В действительности человечество придумало, а отчасти и осуществило немало общественных форм, значительно превосходящих ту, за которую ратовал Черчилль, а также всяческие олигархи, банкиры, их служащие и слуги. Но противостоять имущим власть и капиталы, заставить их поступиться своими благами во имя свободы, справедливости, чести, совести, взаимной помощи – задача чрезвычайно трудная. Они ориентированы на свое господство и поступиться этим не желают ни при каких условиях, вплоть до военных действий, террора, физического и морального (с помощью СМРАП) подавления противников.

Почему же эти субъекты легко мирились с той формой протеста, которую избрали кубисты, дадаисты, футуристы, экспрессионисты, абстракционисты, сюрреалисты и прочие авангардисты? Почему издавали их труды, выставляли и продавали картины? Даже допускали – хотя бы отчасти – критику церкви и мирились с симпатией многих авангардистов к атеистам и коммунистам.

В чем же дело? Именно в том, что никакого дела, предполагающего свержение несправедливого общественного устройства, авангардисты в своем творчестве не предлагали. Их революционный порыв выражался в формальных ухищрениях. А это лишь развлекало буржуа, добавляло перец, соль и кислинку в их избыточно сладкую и жирную духовную пищу.

Своими первыми картинами, выставленными в Париже, Дали шокировал некоторых сюрреалистов – из тех, кто не вполне разделял теоретические идеи и политический курс Андре Бретона. Так, в конце 1929 года Жорж Батай не изъявил восторга от «Мрачной игры» (или «Игры втемную») Сальвадора Дали.

В этой картине присутствуют многие образы, которые он в дальнейшем будет использовать во многих своих картинах данного периода: гигантская рука, огромный кузнечик, вцепившийся в сомкнутые губы пластичной головы автора, символы пола и кастрации, а также стыда и раскаяния, онанистические и скатологические (связанные с экскрементами) фантазии. Все это выглядит как фантасмагория на темы фрейдизма.

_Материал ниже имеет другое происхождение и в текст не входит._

PR #150, opened 2022-11-08
Handle all errors and runtime exceptions that may be thrown

### LINKED ISSUE #128: Need to hold a write lock to clear result caches assertion error

jonahgraham:
We can fail to regain our lock in other cases than just operation cancelled exception, so capture all of those cases to throw an FailedToReAcquireLockException.

Also, fix another finally block that assumes it has the lock.

Fixes #128

---

I am going to run this change a bunch of times on GHA to see what happens. I may need to deal with the new *Exception hit in finally block* log message as the tests fail on unexpected log messages.

### DIFF
--- a/core/org.eclipse.cdt.core/parser/org/eclipse/cdt/internal/core/pdom/FailedToReAcquireLockException.java
+++ b/core/org.eclipse.cdt.core/parser/org/eclipse/cdt/internal/core/pdom/FailedToReAcquireLockException.java
@@ -16,27 +16,26 @@ import org.eclipse.core.runtime.OperationCanceledException;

Жорж Батай писал: «Чтобы измерить всю бездну зла, достаточно представить себе маленькую девочку с прекрасными внешними данными, но чья душа была бы мерзким и гнусным отражением идей Дали».

Вообще-то идеи эти принадлежали изначально не Дали, а окружающей буржуазной среде. Здесь немало слюнявых охотников до девочек с прекрасными внешними данными; а чтобы заполучить вожделенную добычу, требуется внедрить юным созданиям обоего пола мерзости и гнусности, которыми щедро потчевал почтеннейшую публику Сальвадор Дали.

По словам Жоржа Батая, «постепенно проявляются противоречивые свидетельства рабства и бунта… Как, кстати, не восхищаться потерей воли, безмозглыми поступками, шаткой неуверенностью, постоянными колебаниями от дозволенной невнимательности к вниманию? Правда, здесь я говорю о том, что уже поросло мхом забвения, когда бритвы Дали вызывали гримасы ужаса на наших лицах. Не исключено, что они вызвали и рвотное состояние, сходное с тем, что ощущают пьянчужки, превратившие рабское благородство в идиотский идеализм. Все это напоминает издевательство надсмотрщиков над каторжниками и оставляет весьма своеобразное впечатление».

Центральная композиция «Игры втемную» («Мрачная игра») показана в виде стилизованной головы осла, возможно, символа животной сексуальности. Здесь же – голова автора с закрытыми глазами, сомкнутыми губами, к которым прицепился огромный кузнечик, и странной кроликоптицы, вылезающей из скулы. Над ней витают эротические фантазии: какие-то пухляки, мужские и женские половые органы, анальное отверстие, лицо бородатого мужчины, напоминающего Фрейда, с влагалищем вместо губ.

Тут же большие и малые шляпы (фрейдистские символы фаллосов), безмятежное лицо женщины, округлые груди, пятна крови, а среди всего этого – священный церковный сосуд и облатка.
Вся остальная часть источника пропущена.